The rotational constant of \(^{1} \mathrm{H}^{35} \mathrm{Cl}\) is \(10.4400 \mathrm{cm}^{-1}\) in the ground vibrational state and \(10.1366 \mathrm{cm}^{-1}\) in the state \(v=1 .\) Plot the wavenumbers of the \(\mathrm{P}\) -, \(\mathrm{Q}\) -, and \(\mathrm{R}\) -branches against \(J\) as a representation of the structure of the \(1-0\) transition. Take \(\tilde{v}=2990.95 \mathrm{cm}^{-1}\) and neglect anharmonicity. (The Q-branch is not observed.)

We are provided the rotational constants \(B_0\) and \(B_1\) for a molecule in its ground and first vibrational states respectively. We are also given the vibrational wavenumber (\(\tilde{v} \)). Our task is to calculate and plot the wavenumbers (\(\bar{\nu}\)) for the P, Q and R branches of the \(1-0\) transition against the rotational quantum number \(J\). The P, Q, and R branches usually correspond to \(\Delta J = -1, 0, +1\) transitions respectively. For the P and R branches, the wavenumber \(\bar{\nu}\) is given by \(\bar{\nu} = \tilde{v} + (2B_1 - 4B_0)J + 2B_1\) for the R branch and \(\bar{\nu} = \tilde{v} - (2B_0 + 4B_1)J - 2B_0\) for the P branch. Here, \(\Delta J = J_{\text{final}} - J_{\text{initial}}\). For the Q branch, \(\Delta J = 0\), so the wavenumber is just the vibrational frequency \(\tilde{v}\). As given in the problem, the Q branch is not observed. Assuming the anharmonicity is negligible, we can ignore any effects due to this.

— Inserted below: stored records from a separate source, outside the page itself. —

PR #2101, opened 2019-02-11
Bound integer scalars per the spec

eapache:
@rmosolgo @swalkinshaw I'm not 100% sure that `ExecutionError` is correct here but my dev env is acting up. I'll validate and write tests tomorrow.

Also would appreciate eyes on the logic, I'm not sure if I've made an off-by-one error or not.


alunbestor:
Am I correct that we've decided against silently clamping, in order to force APIs to clamp their `Int`s before they reach the GraphQL layer? Are we going to be able to audit the need for that, short of just logging runtime failures?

Now using the formulas for the wavenumbers of the P and R branches and the given values, we can evaluate these for different \(J\). For example, for \(J = 0\), the wavenumber for P branch will be \(\tilde{v} - 2B_0\) and for R branch will be \(\tilde{v} + 2B_1\). For \(J = 1\), it will be \(\tilde{v} - (2B_0 + 4B_1)\) for P branch and \(\tilde{v} + (2B_1 - 4B_0)\) for the R branch. Similarly, we can continue computing these for higher \(J\) to get the set of data points. Remember, \(J\) must be a positive integer.

Now, we can plot the wavenumbers calculated above against the corresponding \(J\). This will give us a representation of the structure of the \(1-0\) transition. There will be two lines, one for each of the P and R branches. As \(\Delta J\) increases (moving away from \(J=0\)), the wavenumbers will decrease for the P branch and increase for the R branch, forming a characteristic 'X' shape. The wavenumbers for the Q-branch are not observed.